#### YOUR GOAL:
Within the data below, find the string "problem" and return each line where it occurs.

[Saved data entries]
━━━━━━━━━━━━━━━━━━━━━━━━━━━━━━
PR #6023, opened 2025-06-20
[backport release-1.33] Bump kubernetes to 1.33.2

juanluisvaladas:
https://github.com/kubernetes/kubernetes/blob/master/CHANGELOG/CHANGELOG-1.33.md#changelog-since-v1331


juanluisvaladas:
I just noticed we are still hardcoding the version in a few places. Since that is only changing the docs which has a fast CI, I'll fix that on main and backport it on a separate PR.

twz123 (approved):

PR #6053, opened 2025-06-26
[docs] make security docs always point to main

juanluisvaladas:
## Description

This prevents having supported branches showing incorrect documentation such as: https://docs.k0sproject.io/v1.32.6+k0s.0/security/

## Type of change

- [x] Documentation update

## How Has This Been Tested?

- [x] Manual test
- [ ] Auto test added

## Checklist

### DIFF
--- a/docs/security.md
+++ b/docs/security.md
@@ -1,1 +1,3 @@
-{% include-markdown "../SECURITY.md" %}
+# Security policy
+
━━━━━━━━━━━━━━━━━━━━━━━━━━━━━━
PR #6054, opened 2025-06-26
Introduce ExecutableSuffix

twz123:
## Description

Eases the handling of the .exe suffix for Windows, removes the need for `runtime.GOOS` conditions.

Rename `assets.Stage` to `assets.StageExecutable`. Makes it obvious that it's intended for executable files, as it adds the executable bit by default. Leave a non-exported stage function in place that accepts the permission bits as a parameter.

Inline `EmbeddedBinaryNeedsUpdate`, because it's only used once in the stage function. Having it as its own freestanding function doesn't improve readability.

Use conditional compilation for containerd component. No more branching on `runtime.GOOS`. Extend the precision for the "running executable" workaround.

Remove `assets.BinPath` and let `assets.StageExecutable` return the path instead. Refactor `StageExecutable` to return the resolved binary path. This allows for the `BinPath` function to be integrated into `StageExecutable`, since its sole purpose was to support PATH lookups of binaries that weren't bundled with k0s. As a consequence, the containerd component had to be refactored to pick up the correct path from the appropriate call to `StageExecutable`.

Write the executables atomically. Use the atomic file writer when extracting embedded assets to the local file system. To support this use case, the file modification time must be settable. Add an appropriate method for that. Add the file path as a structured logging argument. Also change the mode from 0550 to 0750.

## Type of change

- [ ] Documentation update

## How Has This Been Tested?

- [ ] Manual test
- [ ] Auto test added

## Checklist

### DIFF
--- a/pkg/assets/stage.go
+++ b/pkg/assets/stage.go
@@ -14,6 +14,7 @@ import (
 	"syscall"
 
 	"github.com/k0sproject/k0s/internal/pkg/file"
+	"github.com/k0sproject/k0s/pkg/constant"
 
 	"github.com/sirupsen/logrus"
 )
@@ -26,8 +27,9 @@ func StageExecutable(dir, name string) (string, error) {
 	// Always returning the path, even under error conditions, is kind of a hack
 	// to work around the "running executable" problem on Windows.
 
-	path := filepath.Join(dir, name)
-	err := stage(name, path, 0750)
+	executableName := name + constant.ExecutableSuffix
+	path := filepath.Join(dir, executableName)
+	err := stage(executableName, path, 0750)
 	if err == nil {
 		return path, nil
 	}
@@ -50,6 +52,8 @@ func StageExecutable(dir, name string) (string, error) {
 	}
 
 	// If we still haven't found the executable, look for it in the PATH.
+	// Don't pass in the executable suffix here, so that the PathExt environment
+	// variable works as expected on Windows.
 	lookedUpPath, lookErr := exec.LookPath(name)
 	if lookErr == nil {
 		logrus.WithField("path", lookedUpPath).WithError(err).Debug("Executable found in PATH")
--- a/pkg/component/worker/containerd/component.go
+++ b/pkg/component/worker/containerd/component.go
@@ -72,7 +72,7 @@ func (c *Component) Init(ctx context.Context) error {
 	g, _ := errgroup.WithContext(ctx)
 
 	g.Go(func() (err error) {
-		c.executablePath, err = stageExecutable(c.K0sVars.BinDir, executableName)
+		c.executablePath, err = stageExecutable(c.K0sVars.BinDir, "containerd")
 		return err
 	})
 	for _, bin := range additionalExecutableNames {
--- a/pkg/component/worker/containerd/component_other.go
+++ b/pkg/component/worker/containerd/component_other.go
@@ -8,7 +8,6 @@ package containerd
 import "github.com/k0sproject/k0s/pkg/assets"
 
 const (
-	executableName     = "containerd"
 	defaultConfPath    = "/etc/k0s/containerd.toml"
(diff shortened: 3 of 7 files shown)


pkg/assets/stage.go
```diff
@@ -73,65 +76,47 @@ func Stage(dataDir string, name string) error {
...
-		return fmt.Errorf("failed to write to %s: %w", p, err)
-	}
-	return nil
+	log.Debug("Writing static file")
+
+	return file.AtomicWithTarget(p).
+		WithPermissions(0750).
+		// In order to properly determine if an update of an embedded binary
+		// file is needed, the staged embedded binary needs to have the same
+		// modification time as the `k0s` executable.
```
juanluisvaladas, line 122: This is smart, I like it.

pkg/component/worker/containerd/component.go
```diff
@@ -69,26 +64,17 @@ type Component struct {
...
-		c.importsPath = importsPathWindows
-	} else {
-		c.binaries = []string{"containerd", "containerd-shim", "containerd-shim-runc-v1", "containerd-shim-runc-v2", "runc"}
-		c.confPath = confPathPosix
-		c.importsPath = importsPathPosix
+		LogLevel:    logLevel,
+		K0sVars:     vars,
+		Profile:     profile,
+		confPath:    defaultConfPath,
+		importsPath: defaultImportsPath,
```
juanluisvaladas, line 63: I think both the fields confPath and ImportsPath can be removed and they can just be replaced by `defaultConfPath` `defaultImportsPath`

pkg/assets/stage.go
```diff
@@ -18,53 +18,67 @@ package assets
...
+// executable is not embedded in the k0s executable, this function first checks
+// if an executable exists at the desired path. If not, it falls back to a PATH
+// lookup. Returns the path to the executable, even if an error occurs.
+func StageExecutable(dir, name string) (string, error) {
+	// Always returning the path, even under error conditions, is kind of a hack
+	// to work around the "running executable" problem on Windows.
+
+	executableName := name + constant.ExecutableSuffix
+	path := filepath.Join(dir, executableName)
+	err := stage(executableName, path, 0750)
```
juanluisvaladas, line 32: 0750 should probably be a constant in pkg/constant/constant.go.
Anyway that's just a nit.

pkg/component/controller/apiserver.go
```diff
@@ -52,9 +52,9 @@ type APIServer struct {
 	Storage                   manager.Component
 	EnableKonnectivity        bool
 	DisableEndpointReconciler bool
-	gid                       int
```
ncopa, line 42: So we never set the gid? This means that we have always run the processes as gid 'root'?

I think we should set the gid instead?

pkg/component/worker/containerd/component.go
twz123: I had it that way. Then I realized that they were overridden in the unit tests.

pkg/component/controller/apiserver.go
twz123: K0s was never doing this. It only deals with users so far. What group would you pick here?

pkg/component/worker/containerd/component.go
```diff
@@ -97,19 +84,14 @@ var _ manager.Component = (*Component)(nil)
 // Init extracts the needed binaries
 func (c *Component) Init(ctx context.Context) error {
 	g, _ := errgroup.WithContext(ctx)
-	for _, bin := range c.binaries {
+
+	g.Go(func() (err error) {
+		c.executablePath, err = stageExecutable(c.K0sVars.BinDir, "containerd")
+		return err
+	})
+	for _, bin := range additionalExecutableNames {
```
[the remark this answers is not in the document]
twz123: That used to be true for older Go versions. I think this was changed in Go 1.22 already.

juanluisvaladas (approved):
━━━━━━━━━━━━━━━━━━━━━━━━━━━━━━
#### ANSWER SECTION:
 	// to work around the "running executable" problem on Windows.
+	// to work around the "running executable" problem on Windows.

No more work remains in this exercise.